Here are the results on different driver versions and compatibility levels: | CSV File Size | Compatibility Level | Driver | Execution Time |
---|---|---|---|---|
166MB | 110 | sqljdbc4 4.2 | 10min15s | |
166MB | 150 | sqljdbc4 4.2 | 1h29min49s | |
166MB | 110 | mssql-jdbc 12.6.2.jre8 | 10min | |
166MB | 150 | mssql-jdbc 12.6.2.jre8 | 1h24min40s | |
166MB | 110 | mssql-jdbc 12.7.1.jre8-preview | 11min25s | |
166MB | 150 | mssql-jdbc 12.7.1.jre8-preview | 1h5min41s |
As we can see, all driver versions on compatibily level 150 are affected.
While running SQL Server Profiler on both compatibility levels, I observed that for a specific code and date ('7985', '20160701'), the duration of the DELETES got significantly worse.
As Jeffery requested the execution plan between the two runs, I remembered that I had once enabled Query Store on SQL Server 2019 (at compatibility level 150) while the program was running and noticed that the plan was changing mid-run.
At compatibility level 110, the plan did not change.
While researching, I found that starting from SQL Server 2016, the Database Engine changed, and Trace Flag 2371 is enabled by default. This changes the threshold used by the auto-update statistics process to a dynamic threshold. So I decided to check if statistics were changing mid-run, explaining why DELETEs duration got worse and why the plan was changing.

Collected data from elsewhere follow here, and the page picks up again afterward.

PR #883, opened 2025-12-11
Add debug mode check for aliased fdata/tangent between input and output

sunxd3:
## Summary

Adds a check in debug mode to detect when an `rrule!!` or `frule!!` returns an output whose tangent/fdata is aliased (`===`) with an input's tangent/fdata. This is a subtle bug that can cause silent incorrect gradients.

## Motivation

In reverse mode, fdata is incremented in-place during the reverse pass. If the output fdata is the same object as an input fdata, modifications during gradient accumulation will incorrectly affect the input, leading to wrong results without any error.

This bug is particularly insidious because:
- It doesn't crash
- It silently produces incorrect gradients
- It can be very hard to debug without this check

## Changes

- Added `verify_tangent_not_aliased` function in `src/debug_mode.jl`
- Integrated the check into both `DebugRRule` (reverse mode) and `DebugFRule` (forward mode)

And voilá. So basically, updated statistics are generating new plans, and those plans are worse. I just don't understand why they're worse... but ok.
So, it has nothing to do with the driver but with the database engine's changes.
Anyway, thank you!
Very interesting, thank you for looking into this. We'll go ahead and close this issue, but I'm hoping in anyone else in the future has this same issue they come across this thread.
Question
I have this java program that reads a CSV file and updates a table (performing deletes and inserts) in batches using
java.sql.PreparedStatement.addBatch
andjava.sql.PreparedStatement.executeBatch
. I noticed a significant performance drop when migrating from SQL Server 2012 to SQL Server 2019 and changing the database compatibility level from 110 to 150.It appears that while using the database in compatibility level 110, batches are trully being generated, but in compatibility level 150, deletes/inserts are being made line by line? Does that make sense?
Since this java program is a little bit old, we were still using sqljdbc4 4.2. We tried migrating to mssql-jdbc 12.6.2.jre8, but the problem still persists.
The connection string is:
jdbc:sqlserver://localhost:1433;databaseName=XXX;selectMethod=cursor;encrypt=true;trustServerCertificate=true;
Is there anything missing on the connection string? Is this a known problem?